Task description = Would you work out how many of the lines below hold "WaitingServer" and reply with nothing but the number?

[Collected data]
::::

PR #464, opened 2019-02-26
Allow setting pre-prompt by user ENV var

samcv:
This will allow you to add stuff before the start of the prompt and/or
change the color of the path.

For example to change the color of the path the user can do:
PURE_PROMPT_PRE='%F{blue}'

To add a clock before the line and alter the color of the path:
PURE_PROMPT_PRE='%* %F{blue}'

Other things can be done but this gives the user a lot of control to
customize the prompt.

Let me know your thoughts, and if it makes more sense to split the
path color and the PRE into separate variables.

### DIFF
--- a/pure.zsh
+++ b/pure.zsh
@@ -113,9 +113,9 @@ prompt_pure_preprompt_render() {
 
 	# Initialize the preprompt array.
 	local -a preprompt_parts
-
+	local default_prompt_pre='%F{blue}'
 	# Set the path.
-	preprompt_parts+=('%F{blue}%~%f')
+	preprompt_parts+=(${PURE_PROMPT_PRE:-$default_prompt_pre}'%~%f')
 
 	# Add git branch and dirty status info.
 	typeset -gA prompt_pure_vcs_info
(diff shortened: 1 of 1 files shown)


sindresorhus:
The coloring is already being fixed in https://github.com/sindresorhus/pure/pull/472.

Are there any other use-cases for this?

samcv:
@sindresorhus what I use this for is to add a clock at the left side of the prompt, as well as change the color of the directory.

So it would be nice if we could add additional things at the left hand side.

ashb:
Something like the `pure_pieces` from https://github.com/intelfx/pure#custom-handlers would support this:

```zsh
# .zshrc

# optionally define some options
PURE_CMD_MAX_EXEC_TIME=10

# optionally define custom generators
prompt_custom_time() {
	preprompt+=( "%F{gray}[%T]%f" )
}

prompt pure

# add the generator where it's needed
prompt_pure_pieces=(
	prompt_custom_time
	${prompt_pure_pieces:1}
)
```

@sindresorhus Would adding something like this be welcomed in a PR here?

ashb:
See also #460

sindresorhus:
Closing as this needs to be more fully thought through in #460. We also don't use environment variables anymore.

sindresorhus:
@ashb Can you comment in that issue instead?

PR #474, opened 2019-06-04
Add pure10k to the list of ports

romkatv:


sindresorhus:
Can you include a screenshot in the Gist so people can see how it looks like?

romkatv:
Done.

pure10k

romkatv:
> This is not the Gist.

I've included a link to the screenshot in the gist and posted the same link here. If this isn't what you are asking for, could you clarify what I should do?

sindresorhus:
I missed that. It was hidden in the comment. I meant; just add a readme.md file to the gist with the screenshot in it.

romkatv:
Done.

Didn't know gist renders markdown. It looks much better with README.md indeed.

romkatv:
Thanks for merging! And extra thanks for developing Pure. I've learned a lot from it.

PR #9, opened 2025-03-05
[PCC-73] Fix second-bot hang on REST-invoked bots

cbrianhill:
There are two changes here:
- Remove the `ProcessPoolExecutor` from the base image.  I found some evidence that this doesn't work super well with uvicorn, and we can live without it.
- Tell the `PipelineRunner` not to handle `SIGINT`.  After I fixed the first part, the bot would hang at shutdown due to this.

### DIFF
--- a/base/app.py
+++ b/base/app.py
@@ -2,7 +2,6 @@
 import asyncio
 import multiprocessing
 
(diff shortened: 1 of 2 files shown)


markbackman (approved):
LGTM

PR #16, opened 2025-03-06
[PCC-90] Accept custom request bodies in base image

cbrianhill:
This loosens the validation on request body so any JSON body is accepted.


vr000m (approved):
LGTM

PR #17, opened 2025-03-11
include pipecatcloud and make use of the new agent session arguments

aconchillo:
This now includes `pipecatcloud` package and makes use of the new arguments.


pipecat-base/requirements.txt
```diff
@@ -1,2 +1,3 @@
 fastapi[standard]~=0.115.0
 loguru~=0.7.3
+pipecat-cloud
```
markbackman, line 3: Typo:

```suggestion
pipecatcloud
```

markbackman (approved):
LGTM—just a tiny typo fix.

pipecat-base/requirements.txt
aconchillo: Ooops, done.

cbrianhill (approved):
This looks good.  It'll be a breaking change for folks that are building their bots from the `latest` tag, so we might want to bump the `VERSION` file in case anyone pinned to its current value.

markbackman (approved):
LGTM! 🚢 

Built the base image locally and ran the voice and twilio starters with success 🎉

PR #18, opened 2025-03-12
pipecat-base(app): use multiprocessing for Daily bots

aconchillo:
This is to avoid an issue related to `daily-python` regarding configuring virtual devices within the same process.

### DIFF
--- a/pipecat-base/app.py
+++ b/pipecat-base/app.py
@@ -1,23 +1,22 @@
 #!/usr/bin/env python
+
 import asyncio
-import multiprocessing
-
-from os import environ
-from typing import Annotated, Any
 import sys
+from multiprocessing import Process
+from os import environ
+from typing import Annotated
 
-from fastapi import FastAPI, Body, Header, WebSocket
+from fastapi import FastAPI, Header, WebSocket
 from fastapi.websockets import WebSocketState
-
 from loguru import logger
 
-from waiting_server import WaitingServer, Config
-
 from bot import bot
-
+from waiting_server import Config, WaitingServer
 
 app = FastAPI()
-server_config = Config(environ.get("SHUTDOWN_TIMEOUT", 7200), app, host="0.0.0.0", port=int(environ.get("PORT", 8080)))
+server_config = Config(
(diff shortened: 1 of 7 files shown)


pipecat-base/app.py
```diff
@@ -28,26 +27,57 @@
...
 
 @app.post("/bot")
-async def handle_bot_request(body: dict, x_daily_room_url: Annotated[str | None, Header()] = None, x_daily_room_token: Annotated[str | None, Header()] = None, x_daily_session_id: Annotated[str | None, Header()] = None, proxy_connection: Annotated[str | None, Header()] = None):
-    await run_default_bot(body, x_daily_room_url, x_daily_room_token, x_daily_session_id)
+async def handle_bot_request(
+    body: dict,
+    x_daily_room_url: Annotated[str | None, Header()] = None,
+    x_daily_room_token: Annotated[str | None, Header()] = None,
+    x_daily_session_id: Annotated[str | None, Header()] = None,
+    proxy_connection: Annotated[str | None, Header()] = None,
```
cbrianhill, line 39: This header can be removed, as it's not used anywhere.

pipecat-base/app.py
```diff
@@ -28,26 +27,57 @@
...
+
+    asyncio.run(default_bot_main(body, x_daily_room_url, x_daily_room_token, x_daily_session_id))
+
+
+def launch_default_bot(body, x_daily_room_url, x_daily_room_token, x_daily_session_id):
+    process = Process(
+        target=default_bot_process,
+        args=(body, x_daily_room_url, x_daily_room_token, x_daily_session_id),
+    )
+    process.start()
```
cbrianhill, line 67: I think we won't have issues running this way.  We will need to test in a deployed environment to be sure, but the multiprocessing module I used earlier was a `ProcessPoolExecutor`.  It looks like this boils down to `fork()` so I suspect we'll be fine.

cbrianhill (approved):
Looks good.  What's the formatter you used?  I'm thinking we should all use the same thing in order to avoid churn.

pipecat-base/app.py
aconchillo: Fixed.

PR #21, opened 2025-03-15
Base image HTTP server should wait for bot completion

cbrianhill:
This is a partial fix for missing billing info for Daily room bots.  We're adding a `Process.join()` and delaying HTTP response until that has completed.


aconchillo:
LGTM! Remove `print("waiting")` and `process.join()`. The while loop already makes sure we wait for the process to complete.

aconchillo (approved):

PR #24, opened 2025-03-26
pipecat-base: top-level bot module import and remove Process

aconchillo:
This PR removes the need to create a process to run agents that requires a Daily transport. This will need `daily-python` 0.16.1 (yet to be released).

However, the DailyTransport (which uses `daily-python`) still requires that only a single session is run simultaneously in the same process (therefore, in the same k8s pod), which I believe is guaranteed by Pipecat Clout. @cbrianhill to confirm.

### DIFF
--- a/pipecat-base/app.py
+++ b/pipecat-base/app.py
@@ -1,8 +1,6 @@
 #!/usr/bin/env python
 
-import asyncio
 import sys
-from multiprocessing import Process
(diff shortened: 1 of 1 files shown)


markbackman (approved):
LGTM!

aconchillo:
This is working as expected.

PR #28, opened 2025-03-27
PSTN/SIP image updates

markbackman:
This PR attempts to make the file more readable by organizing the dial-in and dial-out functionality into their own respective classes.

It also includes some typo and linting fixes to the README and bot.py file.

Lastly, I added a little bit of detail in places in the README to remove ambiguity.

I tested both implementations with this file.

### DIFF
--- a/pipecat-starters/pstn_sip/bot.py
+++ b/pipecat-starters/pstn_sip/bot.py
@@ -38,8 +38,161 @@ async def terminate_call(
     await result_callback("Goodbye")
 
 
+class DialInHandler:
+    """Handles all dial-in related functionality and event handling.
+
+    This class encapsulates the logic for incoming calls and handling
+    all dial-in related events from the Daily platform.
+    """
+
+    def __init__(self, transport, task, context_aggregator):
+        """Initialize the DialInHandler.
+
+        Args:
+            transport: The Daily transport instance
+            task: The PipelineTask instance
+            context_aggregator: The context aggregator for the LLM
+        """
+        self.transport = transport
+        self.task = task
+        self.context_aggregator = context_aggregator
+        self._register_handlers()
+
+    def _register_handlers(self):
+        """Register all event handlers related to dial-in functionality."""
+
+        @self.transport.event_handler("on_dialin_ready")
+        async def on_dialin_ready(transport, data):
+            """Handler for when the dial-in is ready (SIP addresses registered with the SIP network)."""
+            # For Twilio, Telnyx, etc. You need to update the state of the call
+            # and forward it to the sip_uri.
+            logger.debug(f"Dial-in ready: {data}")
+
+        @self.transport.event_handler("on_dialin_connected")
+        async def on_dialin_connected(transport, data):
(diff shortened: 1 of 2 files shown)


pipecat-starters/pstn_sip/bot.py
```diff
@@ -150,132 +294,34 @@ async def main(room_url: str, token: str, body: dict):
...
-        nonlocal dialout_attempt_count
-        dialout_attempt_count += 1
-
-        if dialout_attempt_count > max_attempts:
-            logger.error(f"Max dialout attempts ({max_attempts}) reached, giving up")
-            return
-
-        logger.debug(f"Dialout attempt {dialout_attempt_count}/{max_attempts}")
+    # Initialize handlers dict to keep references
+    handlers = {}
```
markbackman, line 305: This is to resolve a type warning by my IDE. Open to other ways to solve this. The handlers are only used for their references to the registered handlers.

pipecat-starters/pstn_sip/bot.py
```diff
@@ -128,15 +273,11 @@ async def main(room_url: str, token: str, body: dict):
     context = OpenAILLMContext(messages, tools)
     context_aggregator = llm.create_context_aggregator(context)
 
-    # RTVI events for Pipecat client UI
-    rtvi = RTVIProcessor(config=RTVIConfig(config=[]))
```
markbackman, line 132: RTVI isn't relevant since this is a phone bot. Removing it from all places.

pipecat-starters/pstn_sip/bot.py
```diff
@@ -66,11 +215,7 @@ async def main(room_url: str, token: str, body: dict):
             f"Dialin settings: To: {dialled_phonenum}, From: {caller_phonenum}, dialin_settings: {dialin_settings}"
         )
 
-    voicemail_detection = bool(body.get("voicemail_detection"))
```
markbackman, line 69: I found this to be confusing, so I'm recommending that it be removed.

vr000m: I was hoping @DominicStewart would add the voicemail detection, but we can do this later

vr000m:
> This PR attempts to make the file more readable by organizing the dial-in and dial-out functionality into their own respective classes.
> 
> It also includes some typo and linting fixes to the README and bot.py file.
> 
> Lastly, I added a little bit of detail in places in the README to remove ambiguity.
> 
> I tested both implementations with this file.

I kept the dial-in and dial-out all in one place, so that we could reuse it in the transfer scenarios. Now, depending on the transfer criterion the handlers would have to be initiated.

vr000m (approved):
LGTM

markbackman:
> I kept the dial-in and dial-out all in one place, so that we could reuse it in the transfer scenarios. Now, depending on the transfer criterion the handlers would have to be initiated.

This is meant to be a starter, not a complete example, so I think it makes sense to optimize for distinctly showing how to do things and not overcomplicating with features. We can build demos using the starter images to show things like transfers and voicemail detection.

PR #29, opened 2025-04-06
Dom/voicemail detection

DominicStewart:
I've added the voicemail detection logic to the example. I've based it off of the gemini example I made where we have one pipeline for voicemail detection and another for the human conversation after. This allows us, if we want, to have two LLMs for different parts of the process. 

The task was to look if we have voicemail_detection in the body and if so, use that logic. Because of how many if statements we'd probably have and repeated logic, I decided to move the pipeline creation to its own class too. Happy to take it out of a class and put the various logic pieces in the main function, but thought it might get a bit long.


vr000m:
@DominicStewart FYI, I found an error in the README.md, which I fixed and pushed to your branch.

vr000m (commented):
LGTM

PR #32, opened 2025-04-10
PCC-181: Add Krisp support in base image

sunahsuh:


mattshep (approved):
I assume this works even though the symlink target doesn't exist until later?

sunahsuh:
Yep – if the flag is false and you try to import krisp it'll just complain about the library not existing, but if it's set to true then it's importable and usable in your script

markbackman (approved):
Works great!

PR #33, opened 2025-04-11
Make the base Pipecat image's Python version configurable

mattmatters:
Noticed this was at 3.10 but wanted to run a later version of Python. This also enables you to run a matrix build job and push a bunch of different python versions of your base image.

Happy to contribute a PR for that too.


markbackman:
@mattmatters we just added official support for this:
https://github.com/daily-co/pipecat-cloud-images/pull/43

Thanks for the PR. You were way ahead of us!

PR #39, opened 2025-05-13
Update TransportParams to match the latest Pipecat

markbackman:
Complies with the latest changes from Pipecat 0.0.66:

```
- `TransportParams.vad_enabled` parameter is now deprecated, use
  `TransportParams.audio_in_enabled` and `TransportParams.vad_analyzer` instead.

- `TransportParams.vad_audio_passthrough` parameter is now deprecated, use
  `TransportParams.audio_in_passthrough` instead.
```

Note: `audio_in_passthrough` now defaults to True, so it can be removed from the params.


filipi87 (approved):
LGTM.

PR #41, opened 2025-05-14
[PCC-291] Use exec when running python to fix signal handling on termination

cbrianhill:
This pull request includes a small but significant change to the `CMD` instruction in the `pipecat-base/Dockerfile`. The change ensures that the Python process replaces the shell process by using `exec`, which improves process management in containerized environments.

::::

Result of this task = 2